E se il Parlamento ha bocciato questa ipotesi, il Presidente della Regione Siciliana ha invece rilanciato, proponendo la cancellazione delle nove Province siciliane e la loro sostituzione con liberi consorzi di Comuni. Proposta alla quale si è detto contrario l'attuale Presidente dell'Unione Province Italiane on. Giuseppe Castiglione.
In qualità di Presidente della Provincia di Agrigento mi sento direttamente coinvolto nella discussione. In qualità di possibile candidato alla carica di Presidente alle elezioni amministrative del 2013 credo di dovere, per chiarezza ed onestà intellettuale, esporre il mio pensiero, non essendo né attaccato alla poltrona, né difensore di posizioni precostituite.
Io mi sento di condividere la proposta di Raffaele Lombardo, e spiego il perché. La legge regionale n. 9 del 1986 che istituiva le Province Regionali da un lato confermava l'esistenza di questi Enti sovracomunali - l'istituzione della Provincia di Agrigento risale, di fatto, addirittura all'epoca dell'Unità d'Italia - e dall'altro ne rafforzava le funzioni in una sorta di anticipazione del decentramento amministrativo che oggi, federalismo fiscale a parte, dovrebbe essere alla base della pubblica amministrazione, con il conferimento agli enti locali di quelle funzioni che lo Stato o la Regione non possono assicurare con la necessaria attenzione.

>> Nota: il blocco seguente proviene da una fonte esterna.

PR #427, opened 2015-12-17
skip check/warn about local ip and no stun server if nat_1_1_mapping set

ploxiln:
a subjective cosmetic change, feel free to reject

(another idea is, if nat_1_1_mapping is set, check that to see if it is a local_ip. I'd be willing to make that change in this branch)

### DIFF
--- a/janus.c
+++ b/janus.c
@@ -3273,6 +3273,7 @@ gint main(int argc, char *argv[])
 	uint16_t stun_port = 0, turn_port = 0;
 	char *turn_type = NULL, *turn_user = NULL, *turn_pwd = NULL;
 	char *turn_rest_api = NULL, *turn_rest_api_key = NULL;
+	const char *nat_1_1_mapping = NULL;
 	uint16_t rtp_min_port = 0, rtp_max_port = 0;
 	gboolean ice_lite = FALSE, ice_tcp = FALSE, ipv6 = FALSE;
 	item = janus_config_get_item_drilldown(config, "media", "ipv6");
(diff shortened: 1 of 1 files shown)


lminiero:
The change makes sense: in that case, though, I agree that verifying whether ```nat_1_1_mapping``` is private would be a good idea, since we'd be skipping the test there. As an alternative, we might restore the ```if(stun_server == NULL && turn_server == NULL) {``` and use ```nat_1_1_mapping``` rather than che local IP when doing the "private IP" check.

lminiero:
(or do both!)

lminiero:
A simple way to do that could be to change the test we have like this:

	if(stun_server == NULL && turn_server == NULL) {
		/* No STUN and TURN server provided for Janus: make sure it isn't on a private address */
		gboolean private_address = FALSE;
		struct sockaddr_in addr;
		if(inet_pton(AF_INET, nat_1_1_mapping ? nat_1_1_mapping : local_ip, &addr) > 0) {
			unsigned short int ip[4];
			sscanf(nat_1_1_mapping ? nat_1_1_mapping : local_ip, "%hu.%hu.%hu.%hu", &ip[0], &ip[1], &ip[2], &ip[3]);
			if(ip[0] == 10) {
				/* Class A private address */
				private_address = TRUE;
			} else if(ip[0] == 172 && (ip[1] >= 16 && ip[1] <= 31)) {
				/* Class B private address */
				private_address = TRUE;
			} else if(ip[0] == 192 && ip[1] == 168) {
				/* Class C private address */
				private_address = TRUE;
			}
		}
		if(private_address) {
			JANUS_LOG(LOG_WARN, "Janus is deployed on a private address (%s) but you didn't specify any STUN server! Expect trouble if this is supposed to work over the internet and not just in a LAN...\n", nat_1_1_mapping ? nat_1_1_mapping : local_ip);
		}
	}

That is, basically replacing all occurrences of ```local_ip``` with ```nat_1_1_mapping ? nat_1_1_mapping : local_ip``` in the check, so that if ```nat_1_1_mapping``` was passed it is used for the local IP check instead.

ploxiln:
I pushed up pretty much what you described.

lminiero:
Cool, thanks! I'll merge this right away.

PR #429, opened 2015-12-22
new valgrind suppressions file

ploxiln:
The valgrind suppressions file `janus.supp` didn't catch everything for me (though it only missed a handful), and it was long and difficult to refine incrementally, so I started again from scratch. I tried to find the right balance between being too-lenient and too-specific. This version works well for me and is shorter, but I don't enable all janus plugins and features (and it's worth mentioning that I only tested with glib2-2.40.2 from ubuntu-14.04, and libnice-0.1.13).

(I intentionally left one leak un-suppressed, some thread-local-storage leak due to the glib2 thread pool for transport requests. I haven't fully given-up on fixing it yet :)

Some other ideas about this file:

If you don't use this, nor work directly with someone who does, it might be reasonable to remove from the repo and say developers who use valgrind should create their own, or refer to a gist for an example.

Or, it might make sense to rename this file to something like `valgrind.supp` or `janus-valgrind.supp` to make it clear to others what the file is for.

### DIFF
--- a/janus.supp
+++ b/janus.supp
@@ -1,242 +1,141 @@
+# annoying glib2 object type registration stuff
 {
-	gnutls-init-calloc
+	glib2-type-register-fundamental
 	Memcheck:Leak
 	fun:calloc
+	fun:g_malloc0
 	...
-	fun:gtls_gnutls_init
-}
-
-{
-	gnutls-init-realloc
-	Memcheck:Leak
-	fun:realloc
+	fun:g_type_register_fundamental
 	...
-	fun:gtls_gnutls_init
 }
-
 {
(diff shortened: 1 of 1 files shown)


lminiero:
Thanks for updating that file, it was indeed very old. I remember collecting some suppression info at the time, but that was before I came to the knowledge that you could have Valgrind itself generate suppression directives for you using ```--gen-suppressions=all```. I always meant to collect those and do a proper one, but you beat me to it, which I'm of course very happy about! In case more is needed for specific plugins I'll take care of that.

I agree that the file should be renamed to make its purpose clearer, I'll do this after merging, thanks!

PR #432, opened 2015-12-30
fixbug for videoroom message handler thread

jing3018:
fixbug for videoroom message handler thread, the pointer `msg->handle` may freed in janus core.
I have 70+ participants in the videoroom。 the videoroom message handler thread process message will delay more then 3 seconds。in that condition the pointer `msg->handle` may freed in janus core, Janus will crash.

### DIFF
--- a/plugins/janus_videoroom.c
+++ b/plugins/janus_videoroom.c
@@ -2193,9 +2193,7 @@ static void *janus_videoroom_handler(void *data) {
 		}
 		janus_videoroom_session *session = NULL;
 		janus_mutex_lock(&sessions_mutex);
-		if(g_hash_table_lookup(sessions, msg->handle) != NULL ) {
-			session = (janus_videoroom_session *)msg->handle->plugin_handle;
-		}
+		session = g_hash_table_lookup(sessions, msg->handle);
 		janus_mutex_unlock(&sessions_mutex);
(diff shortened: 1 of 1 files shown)


lminiero:
This is something that will be fixed when we complete work on reference counters.

Anyway, for the time being, not sure what your patch does. The check you removed is necessary, as ```sessions``` uses the handle as a key: if the session was removed in the meanwhile but the message was handled later by the thread, without that check you might end up with a crash, as you might actually USE the handle that in the first chek you only access as a opaque (harmless) pointer. This is a fix that was introduced lately for exactly that reason. As such, we can't accept that, sorry.

jing3018:
Ok,  reference counters is a perfect solution. 
A janus_plugin_session pointer validate is done in janus core. so this patch works for me.

jing3018:
@lminiero  When can you finish the reference counters. It's a excellent feature.

lminiero:
Well, it's what I've been trying to do these last weeks... it's going to take time to fix all the bugs, as it was a huge change in perspective that affected both core and plugins. If you guys can help me test what's available right now in the related pull request (which is not stable), especially with respect to leaks, race conditions and so on, it will make things faster. Anyway, I won't start working on it again before 1-2 weeks, as I'm on vacation now.

PR #928, opened 2017-06-20
fix for proper timestamps

tgabi333:
This is fix for internal timestamp handling.

Still what janus-admin gives back is wrong. Timestamps are not in a way they usable as a unix (or javascript) timestamp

Tuttavia penso che lo spirito originario di quella legge sia stato in parte tradito o comunque disatteso: le Province in alcuni settori, per esempio il turismo, l'ambiente o l'istruzione, non hanno la piena possibilità di incidere sul territorio, dipendendo sempre e comunque dalla Regione e dal Governo Nazionale, i quali negli ultimi anni hanno assestato tagli sempre più pesanti ai trasferimenti, limitando di fatto le competenze e le buone intenzioni delle amministrazioni provinciali (ma mi sentirei di aggiungere degli enti locali in generale). Né si è mai compiuto appieno il trasferimento di altre importanti competenze, per esempio nel settore ambientale.
Se le cose dovessero mantenersi in questi termini, allora io, andando contro i miei interessi (politici, ovviamente) sono il primo a dire: basta, aboliamo le Province, e sia la Regione Siciliana ad assorbirne le competenze e il personale, precari compresi.
Tuttavia, tornando sulla volontà del Governatore Lombardo, andrà meglio chiarito il ruolo dei cosiddetti Consorzi di Comuni: quanti saranno? Quali criteri ispireranno la loro costituzione? Saranno a costo zero per le comunità, o serviranno solo a moltiplicare ulteriormente poltrone e centri di potere con un ulteriore aggravio della spesa pubblica? E, data per scontata la volontà di contenimento della spesa pubblica, le loro competenze saranno potenziate, rispetto a quelle possedute attualmente dalle Province, in ossequio alla logica del decentramento?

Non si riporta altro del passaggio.